A piora da função renal (↑ creatinina) e hipercalemia após início de IECA/BRA em paciente com hipertensão refratária, especialmente idoso, sugere estenose bilateral de artéria renal ou estenose em rim único funcionante, exigindo investigação com Doppler renal.
A hipertensão arterial é uma condição crônica comum, mas em alguns casos, pode ser secundária a uma causa subjacente, como a estenose de artéria renal (EAR). A EAR é uma causa importante de hipertensão renovascular, especialmente em idosos, onde a aterosclerose é a etiologia mais comum. A suspeita de EAR deve surgir em pacientes com hipertensão de difícil controle (refratária), hipertensão de início súbito ou grave, ou em casos de piora da função renal e/ou hipercalemia após a introdução de inibidores da enzima conversora de angiotensina (IECA) ou bloqueadores do receptor de angiotensina (BRA). O mecanismo pelo qual IECA/BRA pioram a função renal na EAR é crucial. Em pacientes com estenose significativa de uma ou ambas as artérias renais, a perfusão renal distal à estenose é reduzida, ativando o sistema renina-angiotensina-aldosterona (SRAA). A angiotensina II, potente vasoconstritor, mantém a pressão de filtração glomerular através da constrição da arteríola eferente. Quando um IECA ou BRA é administrado, essa vasoconstrição é bloqueada, levando à vasodilatação da arteríola eferente e a uma queda abrupta da taxa de filtração glomerular, resultando em aumento da creatinina e, por vezes, hipercalemia.
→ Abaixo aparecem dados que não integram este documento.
PR #19777, opened 2024-01-16
libBlocksRuntime: Mark public symbols with dllexport

qmfrederik:
Functions which are marked with `BLOCK_EXPORT`  are supposed to be externally visible, but miss the `__attribute__((dllexport))` attribute.  As a result, they are not exported from a .dll when compiled with clang.

Additionally, methods marked with `__attribute__((dllexport))`  cannot have the `__attribute__((weak))` attribute applied to them, so make that conditional on being compiled for non-Windows platforms.

Together with #19767, this helps compiling Objective C code on MinGW using the clang compiler.

### DIFF
--- a/mingw-w64-libblocksruntime/0002-libblocksruntime-0.4.1-export-symbols.patch
+++ b/mingw-w64-libblocksruntime/0002-libblocksruntime-0.4.1-export-symbols.patch
@@ -1,0 +1,87 @@
+diff --git libblocksruntime-0.4.1/Block.h libblocksruntime-0.4.1/Block.h
+index 55cdd01..fb8671b 100644
+--- libblocksruntime-0.4.1/Block.h
++++ libblocksruntime-0.4.1/Block.h
+@@ -33,6 +33,12 @@
+ #   endif
+ #endif
+ 
++#if defined _WIN32 || defined __CYGWIN__
++#   define BLOCK_PUBLIC __attribute__((dllimport))
++#else
++#	define BLOCK_PUBLIC
++#endif
++
+ #if defined(__cplusplus)
+ extern "C" {
+ #endif
+@@ -41,10 +47,10 @@ extern "C" {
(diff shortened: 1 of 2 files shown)


Biswa96:
Thank you for the contribution. Just curious, should there be any condition for static vs. shared libraries?

qmfrederik:
That's a good question.  It doesn't look like the blocksruntime build setup is set up to really differentiate for this at build time -- it uses the same object files for creating the static and shared library:

```
libtool: link: clang -shared  .libs/libBlocksRuntime_la-runtime.o .libs/libBlocksRuntime_la-data.o    -g -O2 -fuse-ld=lld   -o .libs/libBlocksRuntime-0.dll -Wl,--enable-auto-image-base -Xlinker --out-implib -Xlinker .libs/libBlocksRuntime.dll.a
libtool: link: ar cr .libs/libBlocksRuntime.a  libBlocksRuntime_la-runtime.o libBlocksRuntime_la-data.o
```

Additionally, I don't really see a use case where you would want to use this as a static library.  It's part of the (modern) Objective C runtime.  Your application probably uses multiple shared libraries, all of which would reference the blocks runtime as a shared library.

It doesn't look like this package has been maintained very will since it was added 7 years ago (#3123).  It also seems [no other package depends on this](https://github.com/search?q=repo%3Amsys2%2FMINGW-packages%20libblocksruntime%20&type=code).

A option could be to just stop publishing static versions of libblocksruntime?

@Adsun701 any thoughts?

Adsun701:
@qmfrederik I think it would be a good idea to stop using static versions of libblocksruntime.

qmfrederik:
@Biswa96 @Adsun701 I've removed the static build of libblocksruntime.  Let me know if there's anything else you need!

Adsun701:
@qmfrederik @Biswa96 I think that's good!

PR #19780, opened 2024-01-16
[new package] ripgrep-all 0.10.6

ognevny:


ognevny:
I have found that `rust-toolchain.toml` causes some problems at build, including extra deps fetched at `build()`

PR #19781, opened 2024-01-16
uvicorn: update to 0.26.0

podsvirov:


podsvirov:
Hm... Why `Homepage` and `Repository` is the some (see [there](https://packages.msys2.org/base/mingw-w64-uvicorn))?

Cc: @lazka

lazka:
`url` is part of the built package metadata, and only updated once the updated package enters the repo
`msys2_*` is extra metadata which pacman doesn't know about and doesn't end up in the package metadata, which we parse separately in CI and gets updated on git push.

tl;dr: it will fix itself once the update is in the repo

podsvirov:
Thanks for the detailed answer. Let's wait a bit :smile:

PR #19797, opened 2024-01-18
python-lsprotocol: update to 2023.0.1

ognevny:


ognevny:
fixed the things from check. should work now

PR #19800, opened 2024-01-18
kvazaar: update to 2.3.0

kmilos:


Biswa96:
The kvazaar pkgconfig file is incorrect in this new version. Here is the pkgconfig file in ucrt64.

```ini
prefix=@CMAKE_INSTALL_PREFIX@
exec_prefix=${prefix}
libdir=${prefix}/lib
incdir=${prefix}/include

Name: libkvazaar
Description: @CMAKE_PROJECT_DESCRIPTION@
URL: @CMAKE_PROJECT_HOMEPAGE_URL@
Version: @PROJECT_VERSION@
Libs: -L${libdir} -lkvazaar
Libs.private: -lpthread  -lcryptopp
Cflags: -I${incdir}
```

I was planning to port the kvazaar to cmake.

kmilos:
Argh, didn't check... I'll drop this then, please feel free to port to cmake then. NB: Still need to rebuild libheif (it checks for new logging functionality at build time), although soversion wasn't bumped...

Biswa96:
I was not sure if the issue should be reported to upstream. Or, upstream now forces to use cmake instead of autotools.

kmilos:
> Or, upstream now forces to use cmake instead of autotools.

From the release notes:

> Experimental support for CMake, in the future we would like to get rid of automake and visual studio so if there are any issues with the CMakeLists.txt please report them

kmilos:
There also seems to be an issue w/ missing soversion w/ cmake: https://github.com/ultravideo/kvazaar/issues/383

kmilos:
Turns out it was already reported upstream: https://github.com/ultravideo/kvazaar/issues/381

PR #19801, opened 2024-01-18
remove firebird2-git

MehdiChinoune:


sskras:
But why?

Biswa96:
It is now provided by firebird https://packages.msys2.org/base/mingw-w64-firebird

sskras:
OK, didn't have that in my current cache. Just updated, thanks.

lazka:
lgtm

Issue #19744, opened 2024-01-13
Remove mingw-w64-bmake


iahung3:
mingw-w64-bmake is out rightly broken, always segmentation fault and no longer maintained.

iahung3:
> When did it start segfaulting please?

Sometime in the last year. But even before that, it has never worked as expected. For example, if you specify make jobs, it will fail for no reason.

PR #19802, opened 2024-01-18
remove mingw-w64-bmake

iahung3:
https://github.com/msys2/MINGW-packages/issues/19744


lazka:
I agree that in the current crashing state, and given the huge patches, and it being unmaintained, we should remove it. And if needed bring it back as a cygwin package.

@ofry do you have any opinions on this. Are you still using this package?

ofry:
No. You can safely remove it.

PR #22137, opened 2024-10-07
wasmtime: configure build type

podsvirov:


ognevny:
does it make sense? it's just rust library compiled into .dll or .a file. `-DWASMTIME_FASTEST_RUNTIME` actually does the thing. also `"${extra_config[@]}` is correct

podsvirov:
> does it make sense?

Just to match the CMake package template.

It's can be useful if some CMake export will be added later.

PR #22138, opened 2024-10-07
pywin32: update to 308

raedrizqie:


ognevny:
why not python-build and python-inataller?

raedrizqie:
> why not using python-build and python-inataller?

done

raedrizqie:
@lazka can we merge this?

Diante de um quadro de hipertensão refratária e piora da função renal/hipercalemia após IECA/diurético, a suspensão imediata do IECA (e do diurético, se contribuindo para hipercalemia) e a investigação da EAR são imperativas. A ultrassonografia com Doppler de artérias renais é o exame de escolha para rastreamento, sendo não invasivo e capaz de identificar estenoses significativas. Outros exames incluem angiotomografia ou angiorressonância, e a angiografia renal é o padrão-ouro para diagnóstico e tratamento.
Suspeita-se em pacientes com hipertensão refratária, início súbito de hipertensão grave, assimetria renal, edema pulmonar de repetição ou piora da função renal/hipercalemia após IECA/BRA.
Em estenose bilateral ou rim único, a filtração glomerular depende da vasoconstrição da arteríola eferente mediada pela angiotensina II. O IECA bloqueia essa angiotensina, causando vasodilatação e queda da filtração.
A ultrassonografia com Doppler de artérias renais é o exame de primeira linha, não invasivo, para rastreamento e diagnóstico de estenose de artéria renal, avaliando fluxo e estenoses.